Stored items
****************************************

PR #928, opened 2020-11-09
Extensions for RAJA Teams

ajkunen:
# Summary

This PR adds the following to RAJA Teams:
- Tiling
-  Generalized executors for nested loops, allows all permutations/combinations of 1,2,3-nested loops and orders for CUDA/HIP
- SIMD support for Teams
- Reduction support with example. 
- Global thread policies for GPUs


artv3:
Awesome! Can we get a unit test? :)

ajkunen:
@artv3  I thought you'd never ask!

rhornung67:
@ajkunen so tests for this would resemble more complex kernel functional tests that we have not yet started converting over to the newer test organization. Before you start putting tests together, let's talk about how they should be organized so we don't have to rework them later.

examples/raja-teams.cpp
```diff
@@ -157,23 +168,26 @@ int main(int RAJA_UNUSED_ARG(argc), char **RAJA_UNUSED_ARG(argv[]))
        RAJA::expt::Resources(RAJA::expt::Teams(N_tri), RAJA::expt::Threads(N_tri)),
        [=] RAJA_HOST_DEVICE(RAJA::expt::LaunchContext ctx) {
 
-         RAJA::expt::loop<teams_x>(ctx, RAJA::RangeSegment(0, N_tri), [&](int r) {
+         RAJA::expt::tile<teams_x>(ctx, 4, RAJA::RangeSegment(0, N_tri), [&](RAJA::RangeSegment const &r_tile) {
```
artv3, line 171: What does this 4 do?

include/RAJA/pattern/teams/teams_cuda.hpp
```diff
@@ -416,121 +322,120 @@ struct LoopExecute<cuda_thread_xyz_nested_direct, SEGMENT> {
...
+      TILE_T tile_size,
+      SEGMENT const &segment,
       BODY const &body)
   {
-    const int len1 = segment1.end() - segment1.begin();
-    const int len0 = segment0.end() - segment0.begin();
+
+    const int len = segment.end() - segment.begin();
+
+    for (int tx = internal::get_cuda_dim<DIM>(threadIdx) * tile_size;
```
artv3, line 367: Nice! Something we have been wanting to do add is the ability to block-out unused threads in the thread loops. For example when we have 3D thread block but we only want to run with threads in the x dimension. Is that something we can add in this PR? Or should we add in a following PR? The thought would just to add in in the nested loop policies. 

The idea here would just add additional if(threadIdx.y < 1) , if(threadIdx.z < 1) for the threaded loops.

artv3:
@rhornung67 @ajkunen @MrBurmark , could I trouble you guys with a review? Please see the ``raja-teams-tile.cpp`` example for usage of tiling with RAJA teams. 

An area of future work could be an interface for perfectly nested loop, I was writing out support for up to 3 levels, but maintaining will be hard to do.

include/RAJA/pattern/teams/teams_core.hpp
```diff
@@ -222,6 +224,25 @@ RAJA_HOST_DEVICE RAJA_INLINE void loop(CONTEXT const &ctx,
...
+                                                                    segment,
+                                                                    body);
+#else
+  LoopIdxExecute<typename POLICY_LIST::host_policy_t, SEGMENT>::exec(ctx,
+                                                                  segment,
+                                                                  body);
+#endif
+}
+
 template <typename POLICY_LIST,
```
MrBurmark, line 246: loop_idx?

artv3: that function returns the index within the tile, should we change the name?

trws: It does? It looks like it runs the loop?

include/RAJA/pattern/teams/teams_core.hpp
```diff
@@ -248,22 +269,135 @@ template <typename POLICY_LIST,
...
 #if defined(RAJA_DEVICE_CODE)
-  LoopExecute<typename POLICY_LIST::device_policy_t, SEGMENT>::exec(
+  LoopIdxExecute<typename POLICY_LIST::device_policy_t, SEGMENT>::exec(
       ctx, segment0, segment1, segment2, body);
 #else
-  LoopExecute<typename POLICY_LIST::host_policy_t, SEGMENT>::exec(
+  LoopIdxExecute<typename POLICY_LIST::host_policy_t, SEGMENT>::exec(
       ctx, segment0, segment1, segment2, body);
 #endif
 }
```
trws, line 286: This is a style thing, but perhaps make this more like:

```
#If defined(RAJA_DEVICE_CODE)
using pol = typename POLICY_LIST::device_policy_t;
#else 
using pol = typename POLICY_LIST::host_policy_t;
#endif
```

This helps make it clear that they're doing the exact same thing, but with different policies, rather than replicating everything.

include/RAJA/pattern/teams/teams_core.hpp
artv3: Ah yes, sorry I should be more clear, it does run the loop, the usage I had in mind was like this:

```
        RAJA::expt::loop_idx<loop_t>(ctx, r_tile, [&](int global_id, int loc_id) {

             }); // loop_idx
```
Where global_id is the the global index, and loc_id was the offset within the tile.

include/RAJA/pattern/teams/teams_core.hpp
trws: Actually, looking through more, maybe even do this once higher up in the file and re-use it, or have a helper metafunction for it? There seem to be a lot of places with approximately this pattern, so it could cut down on the preprocessor checks by a good bit.

include/RAJA/pattern/teams/teams_core.hpp
trws: Is that global_id of the tile, or global index in the dimension as a whole?  I ask partly because I'm not sure how useful the loc_id is if you don't have the tile_id as well, but the global index could be useful either way so I'm not even 100% sure which two I would want from this.

artv3: It is the global index of the of iteration space as a whole. Currently, doing tiling within teams uses two loops. A tile loop (which loops over tiles), and the inner loop which loops over the values within the tile, usage looks like this: 

```
RAJA::expt::tile_idx<teams_x>(ctx, TILE_SZ, RAJA::RangeSegment(0, N_tri), [&](RAJA::RangeSegment const &r_tile, int tile_id) {           
  
  RAJA::expt::loop_idx<loop_t>(ctx, r_tile, [&](int global_id, int loc_id) {  

             }); // loop_idx                                                                                                                     
         });  // tile_idx         
```
In the tile_idx function, we loop over the tiles, r_tile is the tile that gets generated by partitioning the iteration space (and fed into loop_idx), and tile_id is the tile count.  Loop_idx then loops over the entries in r_tile, global_id is the global index with respect to the global iteration space, and loc_id is the local offset.

artv3: It definitely depends on what is being coded up that determines what would be needed, these are just options to provide what may be needed. We also have variants that do not return the index (::tile<teams> , ::loop<loop_t>). I'm open to ideas, happy to get the discussion going.

trws: Ok, that makes more sense, thanks @artv3.  Is this also how the user expresses team/block and thread level parallelism or are these separate?

artv3: Yes this is definitely one way, here users could map teams to tiles and threads to iterations within the tile. Shared memory can be allocated between the tile and loops so threads can share data.

trws: What's the other way? I suppose I was asking mainly to see if this is something where we could avoid some api duplication.

artv3: The other way is to map teams/threads directly to loops, in finite element applications we have loops over elements, then inner loops over degree's of freedom inside an element ( No tiling necessary). 

In CUDA this would look like 

```
int e = blockIdx.x; 

     __shared__ double s_A[]; 

      int c = threadIdx.x 
      s_A[c] = .... 
```

Or using RAJA teams: 

```
RAJA::expt::loop<teams_x>(ctx, RAJA::RangeSegment(0, Elements), [&](int e) {

RAJA_SHARED double s_A[]

  RAJA::expt::loop<threads_x>(ctx, RAJA::RangeSegment(0, Ndofs), [&](int c) {
              s_A[c] = ... 
  }); 

});
```

The inner loops could be 1,2,3D and they would be doing a series of small matrix-matrix multiples.

include/RAJA/pattern/teams/teams_core.hpp
artv3: I believe the last commit addresses this now. Thanks!

examples/raja-teams-tile.cpp
```diff
@@ -0,0 +1,183 @@
...
+    RAJA::View<int, RAJA::Layout<2>> D(Ddat, N_tri, N_tri);
+
+    RAJA::expt::launch<launch_policy>(select_cpu_or_gpu,
+       RAJA::expt::Resources(RAJA::expt::Teams(N_tri), RAJA::expt::Threads(N_tri)),
+       [=] RAJA_HOST_DEVICE(RAJA::expt::LaunchContext ctx) {
+
+        const int TILE_SZ = 4;
+        RAJA::expt::tile_idx<teams_x>(ctx, TILE_SZ, RAJA::RangeSegment(0, N_tri), [&](RAJA::RangeSegment const &r_tile, int tile_id) {
+
+             RAJA::expt::loop_idx<loop_t>(ctx, r_tile, [&](int global_id, int loc_id) {
```
ajkunen, line 162: @artv3 do we want to call this loop_icount to be consistent with forall_icount?

rhornung67: Good suggestion 👍

artv3: Yes, that is a good idea.

include/RAJA/pattern/teams/teams_core.hpp
trws: Looks great!

examples/teams_matrix-multiply.cpp
```diff
@@ -0,0 +1,928 @@
...
+//----------------------------------------------------------------------------//
+#if defined(RAJA_ENABLE_CUDA)
+
+  std::cout << "\n Running CUDA tiled mat-mult with shared memory ...\n";
+
+  std::memset(C, 0, N*N * sizeof(double));
+
+  using seq_loop =  RAJA::expt::LoopPolicy<RAJA::loop_exec, RAJA::loop_exec>;
+
+  RAJA::expt::launch<launch_policy>(RAJA::expt::DEVICE,
```
artv3, line 699: Hi folks, I've pushed this teams_matrix-multiply.cpp example that presents a number of variants of matrix-multiply. This includes Tiling with shared memory. I'm still working on the documentation, but I think looks pretty cool! I also have a native CUDA version on top.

****************************************

Give the number of lines above that contain the word "template", with no other text.

Finished task:
2